Researchers Dejan Gajic and Lionor Kehrberger, affiliated with the Max Planck Institute for Gravitational Physics in Germany, have recently published a study that delves into the behavior of waves in the vicinity of black holes. Their work, titled “Linear and nonlinear late-time tails on dynamical black hole spacetimes via time integrals,” was published in the journal Physical Review D.
The researchers focused on understanding the long-term behavior of waves, such as those produced by gravitational disturbances or other forms of energy, in the exterior regions of black holes that are dynamically settling down to a stable state. Specifically, they examined how these waves decay over time when the black hole’s background is not stationary but is instead evolving towards a Schwarzschild black hole—a non-rotating, uncharged black hole.
Gajic and Kehrberger found that for waves that are not spherically symmetric, the decay rate deviates from what is known as Price’s law, which describes the decay of waves around stationary black holes. Instead, they observed that the waves decay more slowly by an additional power of time. This slower decay is characterized by an inverse-polynomial decay in time, which the researchers refer to as “late-time tails.”
The researchers’ proof hinges on a novel approach that connects the emergence of these late-time tails to the conformal irregularity properties of the solutions’ time integrals in space. By treating the dynamical wave operator as a Schwarzschild wave operator with an inhomogeneous term, they were able to derive almost-sharp decay estimates and then extend these to global asymptotics. This was achieved by comparing the solution to a carefully chosen global tail function.
In addition to linear wave equations, the researchers applied their method to several examples of nonlinear wave equations, demonstrating the robustness of their approach. They also discussed the potential applicability of their findings to more general settings, such as dynamical spacetimes converging to sub-extremal Kerr spacetimes (rotating black holes) and higher-dimensional wave operators with even or odd spacetime dimensions.

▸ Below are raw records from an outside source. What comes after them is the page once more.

PR #251, opened 2020-12-07
Add a base UI class for control nodes

TheSecondReal0:
This creates a base class to use when creating UI elements with a control node as the root. It also adds a toggle for the UI to block movement.

Current UIs with a Control node as the root have been updated.


jngo102 (approved):
Nice rework of some of the UI. This will be useful.

PR #254, opened 2020-12-08
Items and inventory (#194)

jngo102:
- Pick up and drop items with "E" or by clicking on them
- Modified MapManager for easier access to items in maps
- Fixed bugs caused by merging updated main into branch


src/assets/main/main.gd
```diff
@@ -157,6 +160,46 @@ func _on_main_player_moved(movement: Vector2, velocity: Vector2, last_input: int
 	if not get_tree().is_network_server():
 		rpc_id(1, "player_moved", movement, velocity, last_input)
 
+remotesync func _on_main_player_picked_up_item(item_path: String) -> void:
+	"""Called when the main player sends a request to pick up an item."""
+	rpc_id(1, "player_picked_up_item", item_path)
+
+remotesync func _on_main_player_dropped_item() -> void:
+	"""Called when the main player sends a request to drop an item."""
+	rpc_id(1, "player_dropped_item")
```
vainiovano: these functions shouldn't be `remotesync` if they are only called locally

src/assets/main/main.gd
```diff
@@ -157,6 +160,46 @@ func _on_main_player_moved(movement: Vector2, velocity: Vector2, last_input: int
...
+
+remotesync func player_picked_up_item(item_path: String) -> void:
+	"""Called by the server; RPCs all clients to have a player pick up an item."""
```
vainiovano: "Called by the server" means that the function is rpc'd by the server and executed by the clients in https://github.com/opensuspect/opensuspect/blob/2ff9d8997099a885bceb9445f1e5963c69d1e439/src/assets/main/main.gd#L210-L213

I think that saying "called by client/server" is a bit unclear because it can mean multiple things. At least its usage in the code should be consistent.

vainiovano (dismissed):

src/project.godot
```diff
@@ -9,6 +9,20 @@
...
+"language": "GDScript",
+"path": "res://assets/player/item_handler.gd"
+}, {
+"base": "KinematicBody2D",
+"class": "Player",
+"language": "GDScript",
+"path": "res://assets/player/player.gd"
 "base": "Control",
 "class": "ControlBase",
 "language": "GDScript",
```
TheSecondReal0: Add a line with ```}, {``` right after line 25, the class isn't being closed correctly so the Godot project can't be opened.

TheRyeGuyWhoWillNowDie (changes requested):
tell us when it's not broken

TheRyeGuyWhoWillNowDie (dismissed):
fixed now cool

src/assets/main/main.gd
jngo102: What do you recommend we call them?

src/assets/main/main.gd
jngo102: Changed.

src/assets/main/main.gd
vainiovano: "Runs on the server" sounds good

TheRyeGuyWhoWillNowDie (dismissed):
very yes

src/assets/main/main.gd
jngo102: Renamed comments.

TheSecondReal0 (dismissed):
Trying to host or join a game on an exported client causes the game to crash. The appearance editor seems bugged as well, it looks like this:

image

The animations still work, but the textures remain white. Trying to change any setting crashes the game (including skin color). For some reason the crash and editor bug only happen when the game isn't running in debug mode.

Other than this, could you make it so that you don't have to leave and reenter an item's radius to pick it back up?

TheSecondReal0 (changes requested):
Trying to host or join a game on an exported client causes the game to crash. The appearance editor seems bugged as well, it looks like this:

appearance-bug

The animations still work, but the textures remain white. Trying to change any setting crashes the game (including skin color). For some reason these issues only occur when the game isn't running in debug mode.

Other than this, could you make it so that you don't have to leave and reenter an item's radius to pick it back up?

nicemicro (dismissed):
I have two issues with this implementation at the moment:
1. Items are visible outside of vision range if not carried, and they appear when dropped.
2. Ghosts can pick up items and carry them. Items picked up by ghosts disappear, and reappear when dropped.

nicemicro:
> The animations still work, but the textures remain white. Trying to change any setting crashes the game (including skin color). For some reason these issues only occur when the game isn't running in debug mode.

By a cursory look it seems to me that the exported stuff doesn't contain the required png files, and also, there used to be a pck file alongside the binary, which doesn't exist in the zip file provided by the CI.
Moreover, the same is true for #261 for example.

src/assets/main/maps.gd
```diff
@@ -1,42 +1,47 @@
...
 		GameManager.State.Normal:
-			switchMap('test')
+			switch_map("test")
 
-func switchMap(newMap: String) -> void:
-	print('switchMap called for ', newMap)
-	if not maps.keys().has(newMap):
+func switch_map(new_map_name: String) -> void:
+	print("switch_map called for ", new_map_name)
+	var map_path: String = Helpers.find_file(new_map_name + ".tscn", maps_path)
```
TheSecondReal0, line 25: Replacing this line with:
```gdscript
var map_path: String = maps_path + new_map_name + "/" + new_map_name + ".tscn"
```
fixes the crash and allows the exported/non-debug version to run correctly. This only works if the folder and the scene have the same name, luckily for us that's already how it is.

TheSecondReal0 (changes requested):
While the problems with the appearance editor are not caused by this PR, there is a crash that occurs when you try to host or join a game on an exported/non-debug version. I've narrowed it down to being an issue with how maps.gd is finding the map file path. ```Helpers.find_file()``` seems to cause the crash.

Another minor thing is that you can't drop an item and immediately pick it back up, you have to walk far enough away so that the item can re-enter the item radius.

TheSecondReal0:
from @nicemicro
> By a cursory look it seems to me that the exported stuff doesn't contain the required png files, and also, there used to be a pck file alongside the binary, which doesn't exist in the zip file provided by the CI.
> Moreover, the same is true for #261 for example.

The PCK isn't created because it's set to include it inside the executable

nicemicro:
This work has been continued in a different PR due to the merge conflicts that arose here.

PR #255, opened 2020-12-08
State changed priority signals

TheSecondReal0:
* Added a new signal to the game manager, ```state_changed_priority```. It is identical to ```state_changed```, except it also passes a priority int.
## HOW IT WORKS
When the game state is changed, GameManager will emit ```state_changed_priority``` several times, with incrementing priority. The first time it is emitted the priority will be 0, the next it will be 1, etc.. No additional network syncing is added.
## HOW TO USE
To use this new signal you connect it to a function in your script. Example:
```gdscript
func _ready():
	set_network_master(1)
	GameManager.connect("state_changed_priority", self, "state_changed_priority")

func state_changed_priority(old_state, new_state, priority):
	# we want to do something on priority 2
	if priority != 2:
		return
	match new_state:
		# we want to do something when the game transitions to the Normal state
		GameManager.State.Normal:
			do_thing()
```
## NOTES
The normal ```state_changed``` signal is emitted after all of the priority signals.

Each priority level is used for a certain thing: 
### Priority 0
Switching main scenes in ```scenemanager.gd``` and toggling accept/refuse connections in ```network.gd```

Priority 0 should be reserved for cleanup and extremely essential functions.
### Priority 1
Switching map in ```maps.gd```
### Priority 2
Assigning roles in ```playermanager.gd```
### Priority 3-4
Currently unused.
### Priority 5
Spawning players in ```main.gd```

### DIFF
--- a/src/assets/autoload/gamemanager.gd
+++ b/src/assets/autoload/gamemanager.gd
@@ -9,9 +9,12 @@ const TRANSITIONS = {
 	State.Normal: [State.Lobby, State.Start],
 }
 
+var priority_amount: int = 6
+
 #signals that help sync the gamestate
 #can be connected to from anywhere with GameManager.connect("<signal name>", self, "<function name>")
-signal state_changed
+signal state_changed(old_state, new_state)
+signal state_changed_priority(old_state, new_state, priority)
 
 func _ready():
 	set_network_master(1)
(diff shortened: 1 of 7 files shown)


nicemicro (dismissed):
Code looks clean, and it is ready to merge, doesn't seem to break any unbroken functionality.
However, please change the version variable, as this PR introduces very significant change to the plumbing.

nicemicro (approved):
Code looks clean, doesn't break existing functionality when testing on one computer.

PR #257, opened 2020-12-08
Task system now functional/usable

### LINKED ISSUE #103: Task management system

TheSecondReal0:
* Tasks created with the InteractTask resource now work
* Tasks can trigger map interactions upon completion
* Task UIs can send data through the task system to be used in output interactions

## HOW TO USE
1. Configure the InteractTask resource. Refer to the [interaction resources wiki page](https://github.com/opensuspect/opensuspect/wiki/Interaction-Resources)
2. Create a UI that has a script that extends one of the task UI classes (```ControlTask```, ```PopupTask```, ```PopupPanelTask```, or ```WindowDialogTask```)
3. Add whatever logic you want to your task
4. When you want the task to be completed, call ```.complete_task()``` (the dot MUST be there). You can pass a dictionary in ```.complete_task()``` and its data will used when the output interactions are being executed. 

## HOW IT WORKS
The task manager is a central source/organizer for the task resources, which largely keep track of themselves. When the InteractTask resource is initialized, it will tell the task manager to register them. The task manager will give them their task ID and some data to keep track of (task state, players assigned, etc.). 

When someone interacts with the task resource, it will use its InteractUI resource to open a UI, and pass all of its data through it. The UI system should try to open a UI that inherits from a task UI class. The task UI class will double check that the task is valid, and then agree to opening the UI. 

When the task is completed (when ```.complete_task()``` is called) the task UI class will call ```complete_task()``` on the TaskManager, which will double check the validity of the request and then forward it to the task resource. The task resource will do whatever it needs to do, most likely triggering map interactions or nothing.

## TODO
* Task assignment
* Task resources still aren't able to discern which player is interacting with them
* Network syncing
* Condition dependent tasks (the state of something on the map, maybe a door being open). This is low priority because this is not very well defined. Somehow tasks will have to sense items, I don't know how this will happen yet.

## NOTES
* Clockset task in the top of the test map has been updated to use the task system
* The ```ui_data``` variable used in UI scripts is now built into the base classes, and by extension the task UI classes

### DIFF
--- a/src/addons/opensusinteraction/resources/interact/interact.tres
+++ b/src/addons/opensusinteraction/resources/interact/interact.tres
@@ -15,11 +15,11 @@ interact_data = {
 
 }
 
-[sub_resource type="Resource" id=2]
+[sub_resource type="Resource" id=4]
 resource_local_to_scene = true
 resource_name = "InteractUI"
 script = ExtResource( 4 )
-ui_name = "clockset"
+ui_name = ""
 ui_data = {
 
 }
@@ -31,7 +31,7 @@ resource_local_to_scene = true
 resource_name = "InteractTask"
 script = ExtResource( 5 )
 task_text = ""
-ui_resource = SubResource( 2 )
+ui_resource = SubResource( 4 )
 outputs/toggle_map_interactions = false
 
 [resource]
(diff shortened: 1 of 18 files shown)


TheRyeGuyWhoWillNowDie (approved):
no issues here

PR #264, opened 2020-12-15
Added network syncing to map interactions

### LINKED ISSUE #104: Map interaction system
A system that allows the map to be interacted with. This would manage stuff like opening doors, and other map interactions. Features to include:
- Store a list of dynamic map objects (such as doors)
- ~~Be able to receive signals from other systems, such as the task management system~~
- ~~Be able to change the state of various objects on the map~~

TheSecondReal0:
## GENERAL CHANGES
* You can now pass a bool in ```interact_with()``` to choose whether or not to sync the interaction over the network. It is the 4th input and optional.
* mapmanager.gd now uses ```push_error()``` instead of ```print()``` to display errors

## NEW HELPERS
```gdscript
var node = get_node("MyButton")

# returns path to node from root AKA absolute path
# ex. output: "Main/uicontroller/MyButton"
var absolute_path = Helpers.get_absolute_path_to(node)

# gets node from absolute path
# ex. output: [Button:1853]
Helpers.get_node_from_root(absolute_path)

# gets node from absolute path, if node does not exist returns null
Helpers.get_node_or_null_from_root(absolute_path)

# a property path points to a property (variable) within a node
# this path is pointing to the name variable inside the Button node
var property_path = Helpers.get_absolute_path_to(node) + ":name" # "Main/uicontroller/Button:name"

# returns value of the property that the property path points to
# ex. output: "MyButton"
Helpers.get_node_property_from_root(property_path)
```

## NOTES
* Nodes sent in ```interact_data``` will be retained when sent over network, but resources will not
* Clients cannot send map interactions to be synced. This is disabled for now because it is hilariously easy to exploit and I don't know how you would verify a map interaction

### DIFF
--- a/src/addons/opensusinteraction/resources/interactmap/interactmap.gd
+++ b/src/addons/opensusinteraction/resources/interactmap/interactmap.gd
@@ -11,6 +11,8 @@ var attached_to: Node
 #data to pass to the UI node
 export(Dictionary) var interact_data
 
+var network_sync: bool = false
+
 var reported_interact_data: Dictionary = {}
 
 #called to execute the interaction this resource is customized for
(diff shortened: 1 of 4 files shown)


nicemicro (dismissed):
Code looks clean, game doesn't break.

nicemicro (approved):
Code clean, didn't see any obvious bugs. Approved.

For the energy sector, this research could have implications for understanding the behavior of energy waves, such as those produced by seismic activity or other disturbances, in the vicinity of black holes. This could be particularly relevant for energy exploration and extraction in space, as well as for the development of advanced energy technologies that might involve the manipulation of gravitational fields. Furthermore, the insights gained from this study could contribute to the broader understanding of wave propagation and energy dissipation in extreme environments, which could have practical applications in various energy-related fields.
This article is based on research available at arXiv.